START RECORDS SUPPLIED
PR #1313, opened 2026-03-12
Optimize get_claim_count() query for large stores

mcliwanow:
## Description

Optimizes `get_claim_count()` in `ActionScheduler_DBStore` for stores with large `actionscheduler_actions` tables.

The original query scans the (potentially huge) actions table:

```sql
SELECT COUNT(DISTINCT claim_id)
FROM wp_actionscheduler_actions
WHERE claim_id != 0 AND status IN ('pending', 'in-progress')
```

On a store with ~3M action rows, this took ~28 seconds to return 0.

The new query starts from the small actionscheduler_claims table and uses EXISTS to check the actions table:

```sql
SELECT COUNT(*)
FROM wp_actionscheduler_claims c
WHERE EXISTS (
   SELECT 1 FROM wp_actionscheduler_actions a
   WHERE a.claim_id = c.claim_id
   AND a.status IN ('pending', 'in-progress')
)
```

This returns in ~0.078 seconds (350x faster), because the claims table only holds active claims (typically a handful of rows), and EXISTS stops scanning at the first match.

If the claims-table query fails (e.g. the table doesn't exist yet during migration), the method falls back to the original query shape and logs the error.

Ported from WCCOM

### Test instructions

**Setup**

Run the unit tests to verify correctness:

```bash
./vendor/bin/phpunit tests/phpunit/jobstore/ActionScheduler_DBStore_Test.php \ -c tests/phpunit.xml.dist --filter test_get_claim_count
```

All 7 new test cases should pass (runs as 42 with timezone rotation).

**Manual verification**

**Prerequisites**: A local WooCommerce site. Copy the updated `ActionScheduler_DBStore.php` into `wp-content/plugins/woocommerce/packages/action-scheduler/classes/data-stores/`.

1. Add this to wp-config.php to log queries:

```php
define( 'SAVEQUERIES', true );
```

2. Then add this temporary mu-plugin to `wp-content/mu-plugins/log-claim-count.php`:

```php
<?php
add_action( 'my_test_hook', function( $i ) {
    global $wpdb;

    $store = ActionScheduler::store();
    $count = $store->get_claim_count();

    $claim_query = null;
    foreach ( $wpdb->queries as $q ) {
        if ( str_contains( $q[0], 'actionscheduler_claims' ) && str_contains( $q[0], 'COUNT' ) ) {
            $claim_query = $q;
        }
    }

    error_log( sprintf(
        'During action %d: get_claim_count() = %d | query time: %fs',
        $i,
        $count,
        $claim_query[1] ?? 0
    ) );
} );

 add_action( 'action_scheduler_after_process_queue', function() {
    $store = ActionScheduler::store();
    error_log( sprintf( 'After processing: get_claim_count() = %d', $store->get_claim_count() ) );
} );
```

3. Test actions
  - Schedule test actions via WP-CLI or a snippet:
  ```php
   for ( $i = 0; $i < 5; $i++ ) { as_enqueue_async_action( 'my_test_hook', array( $i ) ); }
   ```
  - Trigger processing — the log should show a non-zero count while actions run, then 0 after completion 
image
  - next processing should just show claims with 0

4. Cleanup
  - Remove the mu-plugin
  - Remove `SAVEQUERIES` from `wp-config.php`

### DIFF
--- a/classes/data-stores/ActionScheduler_DBStore.php
+++ b/classes/data-stores/ActionScheduler_DBStore.php
@@ -1073,10 +1073,34 @@ AND `group_id` = %d
 	public function get_claim_count() {
 		global $wpdb;
 
-		$sql = "SELECT COUNT(DISTINCT claim_id) FROM {$wpdb->actionscheduler_actions} WHERE claim_id != 0 AND status IN ( %s, %s)";
+		$sql = "
+			SELECT COUNT(*)
+			FROM {$wpdb->actionscheduler_claims} c
+			WHERE EXISTS (
+				SELECT 1
+				FROM {$wpdb->actionscheduler_actions} a
+				WHERE a.claim_id = c.claim_id
+				AND a.status IN ( %s, %s )
+			)
+		";
 		$sql = $wpdb->prepare( $sql, array( self::STATUS_PENDING, self::STATUS_RUNNING ) ); // phpcs:ignore WordPress.DB.PreparedSQL.NotPrepared
 
-		return (int) $wpdb->get_var( $sql ); // phpcs:ignore WordPress.DB.PreparedSQL.NotPrepared
+		$claim_count = $wpdb->get_var( $sql ); // phpcs:ignore WordPress.DB.PreparedSQL.NotPrepared
+		if ( null === $claim_count ) {
+			$error = empty( $wpdb->last_error )
+				? _x( 'unknown', 'database error', 'woocommerce' )
+				: $wpdb->last_error;
+
+			// phpcs:ignore WordPress.PHP.DevelopmentFunctions.error_log_error_log
+			error_log( sprintf( 'Action Scheduler get_claim_count() fast-path query failed, falling back to actions table query. Database error: %s', $error ) );
+
+			// Fall back to the historical query shape if the claims table cannot be used.
+			$fallback_sql = "SELECT COUNT(DISTINCT claim_id) FROM {$wpdb->actionscheduler_actions} WHERE claim_id > 0 AND status IN ( %s, %s)";
+			$fallback_sql = $wpdb->prepare( $fallback_sql, array( self::STATUS_PENDING, self::STATUS_RUNNING ) ); // phpcs:ignore WordPress.DB.PreparedSQL.NotPrepared
+			$claim_count  = $wpdb->get_var( $fallback_sql ); // phpcs:ignore WordPress.DB.PreparedSQL.NotPrepared
+		}
+
+		return (int) $claim_count;
 	}
 
 	/**
--- a/classes/data-stores/ActionScheduler_DBStore.php
+++ b/classes/data-stores/ActionScheduler_DBStore.php
@@ -1085,22 +1085,7 @@ AND `group_id` = %d
 		";
 		$sql = $wpdb->prepare( $sql, array( self::STATUS_PENDING, self::STATUS_RUNNING ) ); // phpcs:ignore WordPress.DB.PreparedSQL.NotPrepared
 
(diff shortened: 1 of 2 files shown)


bor0 (approved):
Approving based on previous WCCOM review and neat results 🎉

mcliwanow:
Hey @jorgeatorres 👋  Please let me know if you're the best person to review this PR. I'd appreciate someone else taking a look at it but I'm also happy to reassign review to someone else. Thanks!

classes/data-stores/ActionScheduler_DBStore.php
```diff
@@ -1073,10 +1073,34 @@ private function db_supports_skip_locked() {
...
+				: $wpdb->last_error;
+
+			// phpcs:ignore WordPress.PHP.DevelopmentFunctions.error_log_error_log
+			error_log( sprintf( 'Action Scheduler get_claim_count() fast-path query failed, falling back to actions table query. Database error: %s', $error ) );
+
+			// Fall back to the historical query shape if the claims table cannot be used.
+			$fallback_sql = "SELECT COUNT(DISTINCT claim_id) FROM {$wpdb->actionscheduler_actions} WHERE claim_id > 0 AND status IN ( %s, %s)";
+			$fallback_sql = $wpdb->prepare( $fallback_sql, array( self::STATUS_PENDING, self::STATUS_RUNNING ) ); // phpcs:ignore WordPress.DB.PreparedSQL.NotPrepared
+			$claim_count  = $wpdb->get_var( $fallback_sql ); // phpcs:ignore WordPress.DB.PreparedSQL.NotPrepared
+		}
```
jorgeatorres: Can you expand on why the fallback query? I'm not sure if we really need it. If the claims table doesn't exist, we wouldn't be able to claim the actions for running in the first place so unlikely we would end up here anyways.

As for being in the middle of a migration from the posts datastore to the db one, `HybridStore` [actually calls `stake_claim()` on the "primary" datastore](https://github.com/woocommerce/action-scheduler/blob/a95f351/classes/data-stores/ActionScheduler_HybridStore.php#L243-L253) so we would already be in trouble if the db doesn't have the claims table.

I might be missing something, of course, so happy to discuss.

jorgeatorres (commented):
@mcliwanow: thanks for the PR! This looks good to me and the improvements are quite nice. I left some feedback about the fallback query so we can discuss, but that's pretty much it. Thanks again!

classes/data-stores/ActionScheduler_DBStore.php
mcliwanow: I think I was probably overly cautious here (trying too eagerly not to break anything 😅 ). After another review, I do agree that this path isn't needed. I simplified it in https://github.com/woocommerce/action-scheduler/pull/1313/commits/b7c1d5d1f3025e0ea90a101c028d9761b10aa746.

Thanks for pointing this out!

jorgeatorres (approved):
LGTM. Ran a few tests with concurrent batches and also with actions marked completed without releasing the claim to confirm that the `get_claim_count()` matched the expected values. Thanks for the PR @mcliwanow! 🥇 

- - - -

> Copy the updated ActionScheduler_DBStore.php into wp content/plugins/woocommerce/packages/action-scheduler/classes/data-stores/ [...]

💡 For future reference, you can always clone this repo and add it to your test site as a normal WP plugin. While enabled, it'll override the version of A-S bundled in WC, so no need to modify WC itself (and no need to even have WC installed).

mcliwanow:
>  it'll override the version of A-S bundled in WC

Oh nice. That's good to know. Thanks!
END RECORDS SUPPLIED
Which of the lines above carry the string "doesn"? Copy every one.

### SOLUTION
If the claims-table query fails (e.g. the table doesn't exist yet during migration), the method falls back to the original query shape and logs the error.
jorgeatorres: Can you expand on why the fallback query? I'm not sure if we really need it. If the claims table doesn't exist, we wouldn't be able to claim the actions for running in the first place so unlikely we would end up here anyways.
As for being in the middle of a migration from the posts datastore to the db one, `HybridStore` [actually calls `stake_claim()` on the "primary" datastore](https://github.com/woocommerce/action-scheduler/blob/a95f351/classes/data-stores/ActionScheduler_HybridStore.php#L243-L253) so we would already be in trouble if the db doesn't have the claims table.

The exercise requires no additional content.